Как это, должно быть, прекрасно – проснуться утром, посмотреть в зеркало и обрадоваться: «Вот он я, Вася Печкин!»
А я… Я смотрю на зеркальное существо, пытаюсь напялить его на себя, втиснуться в него, а оно не лезет, морщит и лопается на спине, и мои глаза никак не желают совмещаться с дырками в его резиновом лице. Так и хожу весь день, как дурацкий кенгуру из детского парка, выглядывая через проеденную мышами прореху в душном костюме, чтобы не растянуться от чьей-то дружелюбной подножки».


* * *

Так думал сумчатый енот, крупно дрожа в редком кустарнике.
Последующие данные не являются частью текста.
Issue #2503, opened 2024-01-31
Doubtful usage of `<fieldset>` in dashboard show pages


Uaitt:
# Description
With Administrate v0.20.0, now it's possible to visually group together fields of the same model (introduced in [this PR](https://github.com/thoughtbot/administrate/pull/2422)).

While I like the feature, I think that there is a small conceptual problem.

In both the `app/views/administrate/application/_form.html.erb` and `app/view/administrate/application/show.html.erb` a `<fieldset>` element was introduced (indeed, in order to group fields together). 
However, most documentation ([MDN](https://developer.mozilla.org/en-US/docs/Web/HTML/Element/fieldset), [W3School](https://www.w3schools.com/tags/tag_fieldset.asp), [W3](https://www.w3.org/TR/2011/WD-html5-20110405/forms.html#the-fieldset-element) says that this element "groups together element in a form"). With that being said, I really don't think this element should be used in the `show` view (while I totally agree with using it on the `_form` partial). 

I am writing this also because I have noticed a strange problem on one of my current projects after this update to the `<fieldset>` in the `show` view, that occurs when one of the fields contain an horizontal scrollbar.

Before the change:
![Screenshot 2024-01-31 at 14 38 23](https://github.com/thoughtbot/administrate/assets/97030518/78abbe08-9899-4b45-ac5d-a0a8686da4f9)

After the change:
![Screenshot 2024-01-31 at 14 35 59](https://github.com/thoughtbot/administrate/assets/97030518/945b215c-16a8-4d18-af97-6bb525ebbe06)
Layout is completely broken (I had to zoom out a lot in order to see the actual fields). The layout is fixed if the `<fieldset>` element is replaced with a generic container, like a `<div>` or `<section>`.

I would thus propose to replace the `<fieldset>` element in `app/view/administrate/application/show.html.erb` with a simple container (either `<div>` or `<section>`) and style it similar to a `<fieldset>`.

# Versions
- Administrate v0.21.0
- Rails 7.1.3
- Ruby 3.2.2

nickcharlton:
Oh! Yes, I totally agree.

I do think a `<section>` is the right thing semantically. Would be able to contribute a PR to fix this?

Uaitt:
@nickcharlton Yep, I will work on it 😃.

blocknotes:
Hey 👋 
Any update about this issue?

[...]

PR #2504, opened 2024-02-01
Replace <fieldset> with <section> on show pages

Uaitt:
This PR fixes issue https://github.com/thoughtbot/administrate/issues/2503.

Basically, the `<fieldset>`s and `<legend>`s in 
- `app/views/administrate/application/show.html.erb` 
- `app/views/fields/has_one/_show.html.erb` 

have been replaced by a combination of `<section>`s, `<h1>`s and `<nav>`s. Those new elements have then been styled so that they look exactly like the previous two.

A few screenshots down here 👇 

**BEFORE THIS CHANGE**:

Show page of an object with some grouped and ungrouped attributes.
Screenshot 2024-02-01 at 16 57 28

Show page of an object with an `has_one` field and some other attributes.
Screenshot 2024-02-01 at 16 57 35

**AFTER THIS CHANGE**:

Show page of an object with some grouped and ungrouped attributes. (Note the difference in width of the grouped block).
Screenshot 2024-02-01 at 16 55 51

Show page of an object with an `has_one` field and some other attributes. (Note that a bug has been fixed too, there's no more overlapping).
Screenshot 2024-02-01 at 16 55 40

Any feedback is welcomed 😃.


app/views/administrate/application/show.html.erb
```diff
@@ -43,9 +43,13 @@ as well as a link to its edit page.
 <section class="main-content__body">
   <dl>
     <% page.attributes.each do |title, attributes| %>
-      <fieldset class="<%= "field-unit--nested" if title.present? %>">
+      <section class="<%= "field-unit--nested" if title.present? %>">
```
seanpdoyle, line 46: Semantically, `<fieldset>` elements typically wrap interactive form controls. Since the `show` templates present information without the opportunity to edit that information, this change improves the semantics of what these elements are communicating.

Having acknowledged that, rendering multiple `<h1>` elements [poses some accessibility risks](https://www.w3.org/WAI/tutorials/page-structure/headings/), and nesting a `<nav>` element (a role that comes with its own set of semantics and requirements) inside an `<h1>` poses additional risks.

Are there other structural changes we could make to achieve a similar outcome without the risks?

Uaitt: What element (or elements) would you recommend to replace my `<h1>` and `<nav>` combination? Do you recommend something in particular? 🤔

Он никак не мог решиться на то, что все равно неизбежно – выйти из кустов и появиться перед папуасом, наперед зная, что все напрасно, что тот будет напряженно смотреть насквозь, и, уже навсегда, остаться ничем.
И тогда зачем это все? Зачем эта дрожь в сырых кустах на никому не нужном острове, зачем это ежедневное выламывание суставов для того, чтобы найти с этим миром ну хоть какие-то точки соприкосновения?